2.2.5.1 Perkembangan Ramus

  Selama ramus berkembang, gigi melanjutkan proses erupsi, untuk mempertahankan oklusi. Perbedaan signifikan pada panjang ramus, berdampak pada tinggi wajah anterior atau vertikal dimensi. Pada perkembangan ramus yang ideal, tinggi wajah bagian tengah yang diukur dari glabella sampai dasar hidung, seharusnya ukurannya mendekati perhitungan tinggi wajah bagian bawah yang diukur dari dasar hidung sampai ujung dagu pada pertumbuhan yang sudah selesai. Pada panjang ramus yang berbeda, maka tinggi wajah anterior dan tampilan gigi pun akan berbeda. Gigi dan gingival terlihat berlebihan atau terlalu banyak. Perbedaan panjang ramus ini paling utama dipengaruhi oleh variasi genetik. Seseorang yang memiliki ramus yang pendek dengan erupsi gigi posterior yang normal akan memiliki tinggi wajah anterior yang lebih besar dan open bite anterior. Umumnya seseorang dengan ramus yang pendek memperlihatkan tinggi wajah bagian bawah yang lebih panjang dibandingkan tinggi wajah bagian tengah nya. Seseorang yang memiliki ramus yang panjang dan erupsi gigi posterior normal, akan memiliki bentuk wajah yang berkebalikan dengan orang yang memiliki ramus pendek. Umumnya, orang ini memiliki wajah bagian bawah yang pendek dibanding wajah bagian tengahnya dan gigi bagian maksila yang tidak terlihat seluruhnya. Seperti ramus yang panjang, bentuk wajah yang kecil dengan ramus pendek memiliki bentuk wajah yang berbentuk sangat kotak.

2.2.5.2 Sudut Gonial Mandibula

  Sudut gonial seseorang juga memengaruhi vertikal dimensi anterior wajah nya. Orang yang memiliki sudut gonial yang lancip memiliki kecenderungan bentuk wajah seperti bentuk wajah ramus yang panjang, yaitu bentuk wajah kotak dan wajah bagian bawah yang pendek dibanding wajah bagian tengahnya. Umumnya memiliki sudut dataran mandibula yang datar. Orang yang memiliki sudut gonial yang tumpul memiliki kecenderungan bentuk wajah seperti bentuk wajah ramus yang pendek, yaitu bentuk wajah yang panjang, gigi yang terlihat jelas sampai gusi dan wajah bagian bawah yang lebih tinggi dibanding wajah bagian tengahnya. Umumnya dataran mandibulanya curam. Ada beberapa bukti yang muncul bahwa bentuk sudut gonial dipengaruhi oleh otot pengunyahan. Otot pengunyahan yang lebih kuat dan

  2 berkembang, maka sudut gonialnya lebih jelas atau lancip.

  Gambar 1. Perbedaan tinggi wajah bagian bawah dan sudut dataran mandibula

  2

  karena perbedaan panjang ramus dan besar sudut gonial

2.2.5.3 Temporo Mandibular Joint

  TMJ merupakan salah satu bagian dari sistem stomatognati. Nelson dan Ash (2014) menyatakan bahwa oklusi yang sempurna tidak mungkin ditemukan pada individu dengan kelainan TMJ baik posisi dan kondisi TMJ tersebut.
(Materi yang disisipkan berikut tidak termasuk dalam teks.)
PR #1389, opened 2022-04-22
Updated Interventions details page to remove unused tab section

JakeGoodwin22:

Removes tab from the bottom of the Interventions details page as it is not used.

The tab at the bottom of the interventions details page was going to be used to include other information than the service provider however this has never been done so we can safely remove the tab. The information is already easily visible right above where the tab was.

Image post change:

Screenshot 2022-04-22 at 13 37 17


sldblog (approved):

sldblog:
Yay, cleanup 🎉

PR #1390, opened 2022-04-22
Email ro on referral completion deadline changes

kth13:

Amend the `Referral changes saved` message to indicate that responsible officer is also emailed

when the completion deadline is changed , we send email to the case worker and also the responsible officer. So the actual saved message should indicate the user that it is been sent to both caseworker and the responsible officer


server/routes/shared/showReferralView.ts
```diff
@@ -74,7 +74,7 @@ export default class ShowReferralView {
     const html = `<strong>Referral changes saved</strong>
           <hr class="govuk-section-break govuk-section-break--s">
           <p>
-             The service provider has been notified of the changes to this referral.
+          The service provider and your responsible officer have been notified about the change to this referral.
```
sldblog, line 77: should this contain something like "if there is one"? it's not always possible to notify the responsible officer (we have about 200 instances/day where we can't find their RO or they don't have emails)

JakeGoodwin22 (approved):

PR #1405, opened 2022-04-29
Updated errorHandler to convert errors into user friendly messages

JakeGoodwin22:

Changes to the authError template to allow parsing of HTML, allowing more specific and user friendly messages to be displayed to the user which is generated in the errorHandler based on the messages received from the API.

To give the user a better message explaining what the issue is and how they can fix it.

### DIFF
--- a/server/errorHandler.ts
+++ b/server/errorHandler.ts
@@ -3,6 +3,7 @@ import createError, { HttpError } from 'http-errors'
 import ControllerUtils from './utils/controllerUtils'
 import logger from '../log'
 import config from './config'
+import errorMessages from './utils/errorMessages'
 
 export default function createErrorHandler(production: boolean) {
   return (err: Error, req: Request, res: Response, next: NextFunction): void => {
@@ -20,9 +21,33 @@ export default function createErrorHandler(production: boolean) {
       if (err.status === 403 && (!err.external || err.response?.body?.accessErrors)) {
         res.status(403)
 
+        const returnedError = err.response?.body?.message
+        let userMessage
+        let userHeader
+
+        const userHeaderTypes = {
+          userHeaderService: 'You do not have permission to view this service',
+          userHeaderPage: 'You do not have permission to view this page',
+        }
+
+        const lookupError = errorMessages.returnedError[returnedError]
+        if (lookupError) {
+          userMessage = lookupError.mappedMessage
+          userHeader = userHeaderTypes[lookupError.userHeaderType]
+        } else if (returnedError?.includes('unidentified provider')) {
+          userMessage = errorMessages.errorHandlerAccessErrorMessages.providerGroupNotRecognised
+          userHeader = userHeaderTypes.userHeaderService
+        } else if (returnedError?.includes('unidentified contract')) {
+          userMessage = errorMessages.errorHandlerAccessErrorMessages.contractGroupNotRecognised
+          userHeader = userHeaderTypes.userHeaderService
+        } else if (returnedError?.includes('is not accessible to providers')) {
+          userMessage = errorMessages.errorHandlerAccessErrorMessages.groupsDoNotMatch
+          userHeader = userHeaderTypes.userHeaderService
+        }
+
         const args = {
-          message: err.response?.body?.message,
-          accessErrors: err.response?.body?.accessErrors,
+          userHeader,
+          userMessage,
         }
 
         return ControllerUtils.renderWithLayout(res, { renderArgs: ['errors/authError', args] }, null)
--- a/server/views/errors/authError.njk
+++ b/server/views/errors/authError.njk
@@ -4,20 +4,21 @@
     {% block content %}
         <div class="govuk-grid-row">
             <div class="govuk-grid-column-two-thirds">
-                <h1 class="govuk-heading-l">Sorry, you are not authorised to access this page</h1>
-
-                {% if message or accessErrors %}
-                    <p class="govuk-body">The following issues have been identified:</p>
-                    {% if message %}
-                        <p class="govuk-body"><strong>{{ message }}</strong></p>
-                    {% endif %}
-                    {% if accessErrors %}
-                        <ul class="govuk-list govuk-list--bullet">
-                            {% for err in accessErrors %}
-                                <li>{{ err }}</li>
-                            {% endfor %}
-                        </ul>
-                    {% endif %}
+                {% if not userHeader %}
+                    <h1 class="govuk-heading-l">Sorry, you are not authorised to access this page</h1>
+                {% endif %}
+                {% if userHeader %}
+                    <h1 class="govuk-heading-l">{{ userHeader }}</h1>
+                {% endif %}
+                {% if userMessage %}
+                    <p class="govuk-body">{{ userMessage | safe }}</p>
+                {% endif %}
+                {% if accessErrors %}
+                    <ul class="govuk-list govuk-list--bullet">
+                        {% for err in accessErrors %}
+                            <li>{{ err }}</li>
+                        {% endfor %}
+                    </ul>
                 {% endif %}
             </div>
         </div>
--- a/server/utils/errorMessages.ts
+++ b/server/utils/errorMessages.ts
@@ -2,6 +2,54 @@
 // Explicit return types would make this file very messy and not much more
 // informational — everything returned is a string, since they’re messages!
 
+const errorHandlerAccessErrorMessages = {
+  notSetUpCorrectly:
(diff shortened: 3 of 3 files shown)


server/views/errors/authError.njk
```diff
@@ -3,23 +3,23 @@
...
+                        {% endif %}
+                        {% if message or accessErrors %}
+                            {% if message %}
+                                <h1 class="govuk-heading-xl">{{ message }}</h1>
+                            {% endif %}
+                            {% if accessErrors %}
+                                <ul class="govuk-list govuk-list">
+                                    {% for err in accessErrors %}
+                                        <li>{{ err | safe }}</li>
+                                    {% endfor %}
```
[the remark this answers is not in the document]
JakeGoodwin22: safe is used to escape html, this is used as we are passing through <a> tags and we want it to be picked us such rather than a string

server/errorHandler.ts
```diff
@@ -20,9 +20,39 @@ export default function createErrorHandler(production: boolean) {
       if (err.status === 403 && (!err.external || err.response?.body?.accessErrors)) {
         res.status(403)
 
+        const userHeaderService = 'You do not have permission to view this service'
+        const userHeaderPage = 'You do not have permission to view this page'
+        const returnedError = err.response?.body?.message
+        let userMessage
+        let userHeader
+
+        if (returnedError === 'could not map service provider user to access scope') {
```
kth13, line 29: @JakeGoodwin22 is there any way to externalise these messages to an error-mapping.properties (error -> errormessage) or something similar. So, in the future , adding or amending the messages would be easier. This is just a suggestion, please consider this if it is feasible.

rgforsyth: There is an error messages file, if that's what you mean. `server/utils/errorMessages.ts `

server/errorHandler.ts
```diff
@@ -20,9 +20,39 @@ export default function createErrorHandler(production: boolean) {
...
+          userMessage =
+            'Your account is not set up correctly. Ask an admin user in your organisation to fix this in HMPPS Digital Services.'
+          userHeader = userHeaderPage
+        } else if (returnedError === 'cannot find user in hmpps auth') {
+          userMessage =
+            'Your email address is not recognised. If it has changed recently, try signing out and signing in with the correct one. Ask an admin user in your organisation to check what the right email is in HMPPS Digital Services. If that does not work, <a target="_blank" href="https://hmpps-interventions-ui-dev.apps.live-1.cloud-platform.service.justice.gov.uk/report-a-problem">report it as a problem.</a>'
+          userHeader = userHeaderPage
+        } else if (returnedError?.includes('unidentified provider')) {
+          userMessage =
+            'Your provider group is not recognised. Ask an admin in your organisation to check it has been set up correctly in HMPPS Digital Services. They may need to <a target="_blank" href="https://hmpps-interventions-ui-dev.apps.live-1.cloud-platform.service.justice.gov.uk/report-a-problem">report it as a problem.</a>'
```
sldblog, line 43: > href="https://hmpps-interventions-ui-dev.apps.live-1.cloud-platform.service.justice.gov.uk/report-a-problem"

As-is, this link will be used in production as well -- can we use relative links or use the environment-specific host?

server/views/errors/authError.njk
```diff
@@ -4,21 +4,22 @@
...
+                {% if not userHeader %}
+                    <h1 class="govuk-heading-l">Sorry, you are not authorised to access this page</h1>
+                {% endif %}
+                {% if userHeader %}
+                    <h1 class="govuk-heading-l">{{ userHeader }}</h1>
+                {% endif %}
+                {% if userMessage %}
+                    <p class="govuk-body">{{ userMessage | safe }}</p>
+                {% endif %}
                     {% if accessErrors %}
```
sldblog, line 16: _nit, not a blocker_ Indentation seems to be off -- do we have a linter to catch these?

sldblog (commented):
Changes LGTM, the only blocker for me would be using "dev" links that propagate to all environments

_To summarise discussions about this topic in Slack and other PRs_
The change solves the problem but introduces the trade-off of 'surprising' coupling (someone might correct a phrase and behaviour changes in the UI). As a next step, we'd benefit from adding a set of authorisation problem codes that are part of the API

server/errorHandler.ts
JakeGoodwin22: Ah yes sorry my mistake I just copied directly from the requirements! can change this

server/errorHandler.ts
JakeGoodwin22: Happy to move these to the errorMessages file, thanks!

sldblog (approved):
LGTM 👍 
Could someone with more TS/node knowledge also take a look please?

server/errorHandler.ts
```diff
@@ -20,9 +21,34 @@ export default function createErrorHandler(production: boolean) {
...
+
+        if (returnedError === 'could not map service provider user to access scope') {
+          userMessage = errorMessages.errorHandlerAccessErrorMessages.notSetUpCorrectly
+          userHeader = userHeaderService
+        } else if (returnedError === 'user is not a service provider') {
+          userMessage = errorMessages.errorHandlerAccessErrorMessages.notSetUpCorrectly
+          userHeader = userHeaderPage
+        } else if (returnedError === 'cannot find user in hmpps auth') {
+          userMessage = errorMessages.errorHandlerAccessErrorMessages.emailNotRecognised
+          userHeader = userHeaderPage
```
NeilLuptonMoJ, line 38: adding error message will involve adding more and more `else if` checks, could we not move this to a lookup ie in `errorMessages.ts`

```
const errorHandlerAccessErrorMessages = {
  notSetUpCorrectly:
    'Your account is not set up correctly. Ask an admin user in your organisation to fix this in HMPPS Digital Services.',
  emailNotRecognised:
    'Your email address is not recognised. If it has changed recently, try signing out and signing in with the correct one. Ask an admin user in your organisation to check what the right email is in HMPPS Digital Services. If that does not work, <a target="_blank" href="/report-a-problem">report it as a problem.</a>',
  providerGroupNotRecognised:
    'Your provider group is not recognised. Ask an admin in your organisation to check it has been set up correctly in HMPPS Digital Services. They may need to <a target="_blank" href="/report-a-problem">report it as a problem.</a>',
  contractGroupNotRecognised:
    'Your contract group is not recognised. Ask an admin in your organisation to check it has been set up correctly in HMPPS Digital Services. They may need to <a target="_blank" href="/report-a-problem">report it as a problem.</a>',
}
const userHeaderTypes = {
  userHeaderService: 'You do not have permission to view this service',
  userHeaderPage: 'You do not have permission to view this page',
  default: 'Sorry, you are not authorised to access this page',
}
const returnedError = {
  'could not map service provider user to access scope': {
    mappedMessage: errorHandlerAccessErrorMessages.notSetUpCorrectly,
    userHeaderType: userHeaderTypes.userHeaderService,
  },
}
```
(then export these variables)

and change `errorHandler.ts` :

```
        const userHeaderTypes = {
          userHeaderService: 'You do not have permission to view this service',
          userHeaderPage: 'You do not have permission to view this page',
        }

        const lookupError = errorMessages.returnedError[returnedError]
        if (lookupError) {
          userMessage = lookupError.mappedMessage
          userHeader = userHeaderTypes[lookupError.userHeaderType]
        }
```
(and lookup the other userHeader types from userMessages)

doesn't help with the `.includes` errors but should make it easier to add new errors and removes hard coded messages from `errorHandler.ts`

server/errorHandler.ts
```diff
@@ -20,9 +21,33 @@ export default function createErrorHandler(production: boolean) {
...
+        } else if (returnedError?.includes('unidentified provider')) {
+          userMessage = errorMessages.errorHandlerAccessErrorMessages.providerGroupNotRecognised
+          userHeader = userHeaderTypes.userHeaderService
+        } else if (returnedError?.includes('unidentified contract')) {
+          userMessage = errorMessages.errorHandlerAccessErrorMessages.contractGroupNotRecognised
+          userHeader = userHeaderTypes.userHeaderService
+        } else if (returnedError?.includes('is not accessible to providers')) {
+          userMessage = errorMessages.errorHandlerAccessErrorMessages.groupsDoNotMatch
+          userHeader = userHeaderTypes.userHeaderService
+        }
```
NeilLuptonMoJ, line 46: still needs the 
```
        } else {
          userHeader = userHeaderTypes.default
        }
```
otherwise it will return userHeader undefined for any unknown error message

JakeGoodwin22: This works without the else, by default we display the message if it's undefined in authError

NeilLuptonMoJ (approved):

PR #1423, opened 2022-05-03
Updated referral cancelled text to tell PP's they need to inform SP's

JakeGoodwin22:

Updates the text on the referral cancelled page.

Currently, emails are not being sent out when a referral is cancelled - the text needs to be changed as a temporary solution to let the PP's know it is their responsibility to inform SP's

### DIFF
--- a/server/routes/referral/cancellation/confirmation/referralCancellationConfirmationPresenter.test.ts
+++ b/server/routes/referral/cancellation/confirmation/referralCancellationConfirmationPresenter.test.ts
@@ -11,8 +11,9 @@ describe(ReferralCancellationConfirmationPresenter, () => {
 
       expect(presenter.text).toMatchObject({
         confirmationText: 'This referral has been cancelled',
+        headingText: 'What you need to do next',
         whatHappensNextText:
-          "Service provider will be notified about the cancellation. You don't have to do anything else.",
+          'You need to contact the service provider outside the service to let them know about the change.',
       })
     })
   })
--- a/server/routes/referral/cancellation/confirmation/referralCancellationConfirmationPresenter.ts
+++ b/server/routes/referral/cancellation/confirmation/referralCancellationConfirmationPresenter.ts
@@ -9,8 +9,8 @@ export default class ReferralCancellationConfirmationPresenter {
 
   readonly text = {
     confirmationText: 'This referral has been cancelled',
-    whatHappensNextText:
-      "Service provider will be notified about the cancellation. You don't have to do anything else.",
+    headingText: 'What you need to do next',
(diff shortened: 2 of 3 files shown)


server/routes/referral/cancellation/confirmation/referralCancellationConfirmationPresenter.test.ts
```diff
@@ -11,8 +11,9 @@ describe(ReferralCancellationConfirmationPresenter, () => {
 
       expect(presenter.text).toMatchObject({
         confirmationText: 'This referral has been cancelled',
+        headingText: 'What you need to do next',
         whatHappensNextText:
-          "Service provider will be notified about the cancellation. You don't have to do anything else.",
+          'You need to contact the service provider outside the service to let them know about the change.',
```
sldblog, line 16: Can we include the address, to make this more actionable?

JakeGoodwin22: I've updated this to add the email. Speaking with Helen because she wants to check this is the correct approach first before it is merged.

sldblog: The change made me realise that we don't actually have an intended "contact" email for providers, sorry 🤦
The `incomingReferralDistributionEmail` is invalid for 11 contracts...

Possibly something to pick up as a follow-up

JakeGoodwin22: No problem! Can revert for this change, it was a useful learning experience adding that in if nothing else :)

sldblog (approved):
👍 As a next step, we can possibly look at onboarding the contact phone number from the [spreadsheets (sheet 'CAS information' cell C7)](https://github.com/ministryofjustice/hmpps-interventions-seed-data/tree/main/real-data/interventions)

server/routes/referral/cancellation/confirmation/referralCancellationConfirmationPresenter.ts
```diff
@@ -9,8 +9,8 @@ export default class ReferralCancellationConfirmationPresenter {
 
   readonly text = {
     confirmationText: 'This referral has been cancelled',
-    whatHappensNextText:
-      "Service provider will be notified about the cancellation. You don't have to do anything else.",
+    headingText: 'What you need to do next',
+    whatHappensNextText: `You need to contact the service provider outside the service to let them know about the change.`,
```
sldblog, line 13: _nit_ `whatHappensNextText` implies the heading should always be `What you need to do next`

PR #1426, opened 2022-05-06
Add delay after each command to slow videos down

NeilLuptonMoJ:
Creating videos from the Cypress tests results in very high speed output,
this adds delays to each step to make the output eaiser to view.

Adds a delay, configured by an env setting to each command

Should allow us to set the cypress tests up as user journeys, which can then be outputted as videos so that they can be used as demos.


integration_tests/support/delay.js
```diff
@@ -0,0 +1,17 @@
+/* eslint-disable no-restricted-syntax */
+
+// Set COMMAND_DELAY above zero for demoing to stakeholders,
+const COMMAND_DELAY = Cypress.env('COMMAND_DELAY') || 0
```
sldblog, line 4: Genuine question, not a veiled suggestion: should this be namespaced to `CYPRESS_COMMAND_DELAY`?

package.json
```diff
@@ -25,6 +25,7 @@
     "test": "jest --runInBand",
     "int-test": "cypress run --config video=false",
     "int-test-ui": "cypress open",
+    "int-test-video": "CYPRESS_NO_COMMAND_LOG=1 cypress run --config video=true,slowTestThreshold=15000 --env COMMAND_DELAY=1200",
```
sldblog, line 28: Do we need the `slowTestThreshold`? Seems dissimilar to the rest of the changes

sldblog (approved):
LGTM 👍 No blockers

package.json
sldblog: Is this is to avoid the delay triggering slow test warnings?

NeilLuptonMoJ: yeah, adding the delays causes all the tests to trigger the slow warnings, so resetting the threshold for these tests

integration_tests/support/delay.js
NeilLuptonMoJ: Good point, I'll update this

PR #1438, opened 2022-05-10
Updated docker-compose to the most recent version of postgres

JakeGoodwin22:

Uses the most recent version of postgres which is the version used by the service to fix the deprecated image version

Prevents us from having an unsupported postgres image in the future.

### DIFF
--- a/docker-compose.yml
+++ b/docker-compose.yml
@@ -58,7 +58,7 @@ services:
       - ASSESSRISKSANDNEEDS_BASEURL=http://assess-risks-and-needs:8080
 
   postgres:
-    image: postgres:10-alpine
+    image: postgres:14.2-alpine
     container_name: postgres
     networks:
       - hmpps


docker-compose.yml
```diff
@@ -58,7 +58,7 @@ services:
       - ASSESSRISKSANDNEEDS_BASEURL=http://assess-risks-and-needs:8080
 
   postgres:
-    image: postgres:10-alpine
+    image: postgres:14.2
```
sldblog, line 61: for local, can we stick to -alpine version? about ~150MB less pulling to do
```
REPOSITORY TAG                     IMAGE ID       CREATED         SIZE
postgres   14.2                    74b0c105737a   2 weeks ago     376MB
postgres   14.2-alpine             ebf01b748a56   5 weeks ago     211MB
```

sldblog (commented):
LGTM in general (one comment about image size)

However, can we block this until there's a CI pipeline working with the service on PostgreSQL 14? That way only versions that _work_ on v14 and v10 would get built.

NeilLuptonMoJ (approved):

PR #1439, opened 2022-05-10
Add a retry to failing tests

NeilLuptonMoJ:
Intermittent `element is detached from the DOM.` errors are causing the
cypress tests to fail, this will retry the failing tests

Adds retry parameter to failing tests 
(`runMode` for `cypress run` commands and `openMode` for `cypress open` commands)

Also moves cy.stub setup to beforeEach, to try and reduce likelihood of tests running while setup is completing

To try and stop intermittent failures of integration_test pipeline


sldblog (approved):
Thanks! Would be good to understand the root cause as well at some point

PR #1441, opened 2022-05-11
Updated Structured Interventions spreadsheet and content

JakeGoodwin22:

Updates the structured interventions spreadsheet, updates the content and removes the PDF version of the file.

Provide PP's with an updated list of structured interventions.


server/routes/probationPractitionerReferrals/probationPractitionerReferralsController.ts
```diff
@@ -124,8 +124,7 @@ export default class ProbationPractitionerReferralsController {
     const existingDraftReferrals = await this.interventionsService.getDraftReferralsForUserToken(accessToken)
 
     const structuredInterventionsFileDownloadPaths = {
-      xlsx: 'assets/downloads/Structured interventions list v1_3_3.xlsx',
-      pdf: 'assets/downloads/Structured interventions list v1_3_3.pdf',
+      xlsx: 'assets/downloads/Structured interventions.xlsx',
```
sldblog, line 127: Assuming people download this and we update it after -- can we help people understand that they have an outdated version?

server/routes/probationPractitionerReferrals/findStartPresenter.test.ts
```diff
@@ -47,29 +46,18 @@ describe('FindStartPresenter', () => {
...
-        referrals,
-        { xlsx: 'example.xlsx', pdf: 'example.pdf' },
-        { bytes: 0 },
-        loggedInUser
-      )
+      const presenter = new FindStartPresenter(referrals, { xlsx: 'example.xlsx' }, { bytes: 0 }, loggedInUser)
 
       expect(presenter.structuredInterventionsDownloadHrefs).toEqual({
         xlsx: '/example.xlsx',
-        pdf: '/example.pdf',
```
sldblog, line 72: It seems like removing the PDF is against an [acceptance criterion](https://trello.com/c/IxPw3Ovj):

> Given that I am interested in learning what Structured Interventions are available
> When I view the PDF version of the spreadsheet
> Then it matches the current spreadsheet version

Is that ok?

sldblog (commented):
Changes LGTM in general

There's an AC in the [ticket](https://trello.com/c/IxPw3Ovj) that says

> Given that I have bookmarked the 'old' spreadsheet location
> When I attempt to navigate directly to it via my bookmark
> Then I am redirected to the new spreadsheet

which relates to the comment below about the "knowing PP has the latest" question

It feels risky to have local copies for PPs who could think they have the latest, when they don't

server/routes/probationPractitionerReferrals/probationPractitionerReferralsController.ts
JakeGoodwin22: Spoken with Sarah on this - I've added versioning back in so it's now v1.3.4 to show the user that they are using a newer copy. In terms of bookmarking the file, not sure how this could work unless we forever more wanted to hard-code 1.3.3 in which doesn't seem like a good approach?

server/routes/probationPractitionerReferrals/findStartPresenter.test.ts
JakeGoodwin22: Confirmed this is OK, has now been removed from the AC

NeilLuptonMoJ (approved):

Fungsi otot pengunyahan turut dipengaruhi oleh hubungan antara TMJ dan oklusi, sebaliknya tekanan otot-otot pengunyahan merupakan salah satu faktor etiologi maloklusi.

  Tekanan otot-otot pengunyahan yang tidak melampaui batas anatomis dan tanpa gangguan mekanis merupakan salah satu syarat terjadinya harmoni fungsional dalam

  18 sistem stomatognati dan merupakan intisari dari kedokteran gigi.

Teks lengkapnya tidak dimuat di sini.